-------- Given data

PR #3133, opened 2024-05-08
General task architecture refactor

### LINKED ISSUE #3208: [Task architecture] - Make `TaskState` object safe

To make stopping/restarting tasks more uniform, the `TaskState` trait needs to be made object safe.

There are a lot of constraints imposed by existing code (particularly our integration tests), and a large part of the work will be disentangling the varying implementations of the existing `TaskState` trait that are currently spread throughout our code for various different kinds of tasks.

_No response_

`TaskState` is object safe.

----------------

## Task brief
Without skipping anything, transcribe every line above exactly.

## Reply
PR #3133, opened 2024-05-08
General task architecture refactor

### LINKED ISSUE #3208: [Task architecture] - Make `TaskState` object safe

To make stopping/restarting tasks more uniform, the `TaskState` trait needs to be made object safe.

There are a lot of constraints imposed by existing code (particularly our integration tests), and a large part of the work will be disentangling the varying implementations of the existing `TaskState` trait that are currently spread throughout our code for various different kinds of tasks.

_No response_

`TaskState` is object safe.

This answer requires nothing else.